Conclusions and Discussion

Main Conclusions

  1. Performance-Fairness Separation: Performance generalization and fairness generalization in cross-corpus SER models are two independent problems
  2. Insufficiency of Existing Methods: Source-specific fairness techniques cannot effectively generalize to target domains
  3. CFA Effectiveness: The proposed combined fairness adaptation method significantly improves cross-domain gender fairness

Limitations

  1. Performance Trade-off: CFA method slightly sacrifices overall performance while improving fairness
  2. Corpus Limitations: Experiments conducted on only two specific corpora; generalization requires further verification
  3. Attribute Scope: Primarily focuses on gender fairness; other sensitive attributes (age, race) are not addressed

Future Directions

  1. Feature-Level Analysis: Identify specific sources of cross-corpus fairness problems through feature-level analysis
  2. Multi-Attribute Fairness: Extend to joint fairness optimization across multiple sensitive attributes
  3. Theoretical Framework: Establish theoretical analysis framework for cross-domain fairness

In-Depth Evaluation

Strengths

  1. Problem Importance: First systematic study of fairness generalization in cross-corpus SER with significant practical implications
  2. Method Innovation: Well-designed CFA method achieves cross-domain fairness optimization through adversarial training and contrastive learning
  3. Comprehensive Experiments: Thorough experimental design including multiple baseline methods, ablation studies, and visualization analysis
  4. Valuable Findings: Reveals the separation phenomenon between performance and fairness generalization, providing important insights for the field

Weaknesses

  1. Theoretical Foundation: Lacks theoretical analysis of cross-domain fairness problems, primarily based on empirical observations
  2. Data Limitations: Validation on only two corpora, both podcast data, with limited diversity
  3. Single Evaluation Focus: Primarily addresses gender fairness with insufficient consideration of other sensitive attributes
  4. Practical Applicability: Method requires gender labels from target domain for training, potentially limiting real-world application

Impact

  1. Academic Value: Opens new research direction in cross-corpus SER fairness, expected to inspire related research
  2. Practical Value: Provides technical solutions for fairness assurance in cross-domain SER deployment
  3. Reproducibility: Detailed experimental setup with good availability of code and data

Applicable Scenarios

  1. Cross-Lingual SER Systems: Particularly suitable for emotion recognition systems requiring deployment across different language environments
  2. Multi-Domain Applications: Appropriate for SER applications requiring fairness maintenance across multiple data domains
  3. Fairness-Sensitive Scenarios: Such as medical health, educational assessment and other application domains with high fairness requirements

References

The paper cites 21 relevant references covering multiple related fields including SER, fairness, and transfer learning, providing solid theoretical foundation for the research.

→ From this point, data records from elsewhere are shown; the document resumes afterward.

PR #2010, opened 2017-03-17
Restyle table row actions dropdown

leemunroe:
This PR restyles the actions dropdown for service collection rows and moves it to the right. 

Why? We want a consistent style and location for row actions throughout DC/OS. Using the ellipsis and positioning it to the right will keep us consistent and also keeps us open to adding more actions here. A tooltip has also been added for extra clarity.

Before
image

After
image

### DIFF
--- a/plugins/services/src/js/containers/services/ServicesTable.js
+++ b/plugins/services/src/js/containers/services/ServicesTable.js
@@ -1,5 +1,5 @@
 import classNames from 'classnames';
-import {Dropdown, Table} from 'reactjs-components';
+import {Dropdown, Table, Tooltip} from 'reactjs-components';
 import {Link} from 'react-router';
 import React, {PropTypes} from 'react';
 import {ResourceTableUtil} from 'foundation-ui';
@@ -28,14 +28,16 @@ const columnClasses = {
   status: 'service-table-column-status',
   cpus: 'service-table-column-cpus',
   mem: 'service-table-column-mem',
-  disk: 'service-table-column-disk'
+  disk: 'service-table-column-disk',
+  actions: 'service-table-column-actions'
 };
 
 const METHODS_TO_BIND = [
   'onActionsItemSelection',
   'renderHeadline',
   'renderStats',
-  'renderStatus'
+  'renderStatus',
+  'renderServiceActions'
 ];
 
 class ServicesTable extends React.Component {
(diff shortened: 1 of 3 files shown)


plugins/services/src/js/containers/services/ServicesTable.js
```diff
@@ -210,21 +210,24 @@ class ServicesTable extends React.Component {
...
-        dropdownMenuListItemClassName="clickable"
-        wrapperClassName="dropdown flush-bottom table-cell-icon"
-        items={dropdownItems}
-        persistentID={ServiceActionItem.MORE}
-        onItemSelection={this.onActionsItemSelection.bind(this, service)}
-        scrollContainer=".gm-scroll-view"
-        scrollContainerParentSelector=".gm-prevented"
-        transition={true}
-        transitionName="dropdown-menu" />
+      <Tooltip interactive={true} content={'More actions'}>
```
jfurrow: Let's adjust this a little bit to: `<Tooltip content="More actions">`

We don't want `interactive={true}` in this case (the component defaults to `interactive={false}`. The `interactive` property toggles the ability for the user's cursor to enter the tooltip vs being dismissed when the user's cursor leaves the trigger element. We set `interactive={true}` when the tooltip contains links or actions that the user needs to interact with.

plugins/services/src/js/containers/services/ServicesTable.js
```diff
@@ -210,21 +210,24 @@ class ServicesTable extends React.Component {
...
+        <Dropdown
+          key="actions-dropdown"
```
jfurrow: Let's kill the `key` property. It was needed previously because this element was an element in an array, whereas now it's being rendered directly in JSX.

plugins/services/src/js/containers/services/ServicesTable.js
mlunoe: I think you want `interactive={false}` here. There are no links in the tooltip.

plugins/services/src/js/containers/services/ServicesTable.js
mlunoe: Oh, good catch! I missed that!

mlunoe:
Haha! Double review 😝

MatApple:
@leemunroe @mlunoe @jfurrow - I applied the requested changes on behalf of @leemunroe. Nice work @leemunroe!

mlunoe:
We have some legit integration tests failing:

leemunroe:
@mlunoe @jfurrow @MatApple Failing because I removed the `dropdown-toggle` class (which added a dropdown caret to the icon). 

What's the protocol for this situation and tests? e.g. I could change the test and add a class with a `js-` prefix so the class is only for JS and not styling. Or add a custom data attribute?

jfurrow:
@leemunroe We'll change the test to check for the dropdown in the proper position in the DOM. I'll help you out with getting the tests set up today and then we can quickly adjust this test.

jfurrow:
retest this please

MatApple:
Since this has 2 reviewers approving and my label, I added an extra label for admin tracking.

PR #2012, opened 2017-03-17
DCOS-14630: Split up artifacts reducer

Poltergeist:
**Checklist**

Move FormReducer, JSONReducer/Parser to
their own file, being `FormReducer/Artifacts.js` and `JSONReducer/Artifacts.js`.

Close DCOS-14630


plugins/services/src/js/reducers/JSONMultiContainerReducers.js
```diff
@@ -24,7 +24,7 @@ module.exports = {
       }
     };
   },
-  fetch,
```
nLight: so was it a bug?

plugins/services/src/js/reducers/serviceForm/FormReducers/Artifacts.js
```diff
@@ -0,0 +1,44 @@
+import {
+  ADD_ITEM,
+  REMOVE_ITEM,
+  SET
+} from '../../../../../../../src/js/constants/TransactionTypes';
+
+function processTransaction(state, {type, path, value}) {
```
nLight: Do we duplicate the code 🚨 ?

Poltergeist: You mean duplication of the code in the JSON reducer? Well I had an interessting discussion about that the other day. Basically I was also thinking this is duplication, but it actually isn't. With one function we are creating the json output and with the other one we are creating the Form output. In this case these both happen to be the same. So if one changes the other one will still work.

nLight: ok, that makes sense

jfurrow:
Nice work @Poltergeist!

PR #2014, opened 2017-03-17
Sort eslin rules

nLight:
This PR does nothing else but sorts eslint rules. So that when I start moving them into dcos/javascript it's easier to trace changes.


wavesoft:
Confirmed with `deep-equal` 👍  😎 

Chunk norris approves

PR #2015, opened 2017-03-17
DCOS-14171: Clean up usage and styling of DeleteRowButton

jfurrow:
This PR cleans up the styling of the `DeleteRowButton` component. It removes all horizontal padding on the delete row button, uses `column-auto` instead of `column-2`, and increases the column width of all sibling `FormGroups` to ensure that the delete button takes up only as much space as is necessary. I also moved all classes to the `FormGroup` element so that we don't have to remember which classes to use in the future.

This adds two new props to the `FormGroup` component:
`isDeleteButton` — when true will apply the correct `column` and `flush` classes
`applyLabelOffset` — when true will apply the correct class, adds padding to the top of the form group so that it aligns vertically with its siblings who have labels

Before (note the real estate used by the button's column and its alignment with other delete buttons):

After:

**Checklist**

### DIFF
--- a/plugins/services/src/js/components/forms/ArtifactsSection.js
+++ b/plugins/services/src/js/components/forms/ArtifactsSection.js
@@ -62,7 +62,7 @@ class ArtifactsSection extends Component {
       return (
         <FormRow key={`${path}.${index}`}>
           <FormGroup
-            className="column-10"
+            className="column-12"
             showError={Boolean(error)}>
             {label}
             <FieldInput
@@ -71,7 +71,7 @@ class ArtifactsSection extends Component {
               value={item.uri}/>
             <FieldError>{error}</FieldError>
           </FormGroup>
-          <FormGroup className="flex flex-item-align-end column-2 flush-left">
+          <FormGroup isDeleteButton={true} applyLabelOffset={index === 0}>
             <DeleteRowButton
               onClick={this.props.onRemoveItem.bind(
                 this,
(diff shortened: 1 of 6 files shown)


plugins/services/src/js/components/forms/ArtifactsSection.js
```diff
@@ -71,7 +71,7 @@ class ArtifactsSection extends Component {
               value={item.uri}/>
             <FieldError>{error}</FieldError>
           </FormGroup>
-          <FormGroup className="flex flex-item-align-end column-2 flush-left">
+          <FormGroup isDeleteButton={true} applyLabelOffset={index === 0}>
```
wavesoft: I have some concerns for the `isDeleteButton` name in the `FormGroup` since the two concepts are a bit different. I would vote for `narrowMargins` or something like this, that would describe the styling and not the functionality.

jfurrow: Good idea! I think that's much better.

tests/pages/services/ServiceFormModal-cy.js
```diff
@@ -401,6 +401,30 @@ describe('Service Form Modal', function () {
           .contains('Add Placement Constraint');
       });
 
+      it.only('Should vertically align the placement constraint delete row button', function () {
```
MatApple: `.only`

plugins/services/src/js/components/forms/ArtifactsSection.js
jfurrow: Done!

tests/pages/services/ServiceFormModal-cy.js
jfurrow: Removed!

Overall Assessment: This is a pioneering work in SER fairness research that systematically investigates fairness generalization in cross-corpus scenarios for the first time. The proposed CFA method demonstrates certain technical innovations, and experimental validation is relatively comprehensive. Despite some limitations, it provides important foundation and directional guidance for field development.